Ask HN: Recruiter blacklist/ratings? - devmonk

Is there a reputable recruiter blacklist (recruiting company and/or specific recruiters with names) or ratings site that you'd recommend?<p>I've found a few ratings sites, but nothing jumped out at me. It seems like it would be a great service that someone could provide, as long as they could avoid being sued by the recruiting agencies that got bad names in the process.
======
tptacek
You could also just flat-out not work with recruiters. Make that your default
stance. I'm sure there are a few really excellent recruiters out there, but
you're not going to learn about them from cold calls.

People who hire a lot almost universally have horror stories about bad
recruiters.
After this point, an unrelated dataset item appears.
PR #566, opened 2026-04-13
feat(update): add -c/--collection filter to qmd update

erlebach:
# fix(update): add -c/--collection filter to `qmd update`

Any friend of yours referring a good recruiter should be able to
explain what sets them apart from the vast miasma of boiler room telemarketer
rip-off artists.

------
jonbishop
It depends where you're located, but in San Francisco, Yelp.com has a lot of
reviews for recruiters.
[http://www.yelp.com/search?find_desc=recruiter&ns=1&...](http://www.yelp.com/search?find_desc=recruiter&ns=1&find_loc=San+Francisco,+CA)

I would read every review though. Similar to @neworbit's comment about
recommending specific recruiters vs. services, I had an great experience with
a recruiter (he also helped my friend get a fantastic job), but since he left,
the agency he worked for has gotten some really nasty reviews.

------
neworbit
This is clearly true for employees as well.

I have used a lot of recruiting services in the past. There are nearly none
that I would recommend, and only a couple of specific recruiters I like.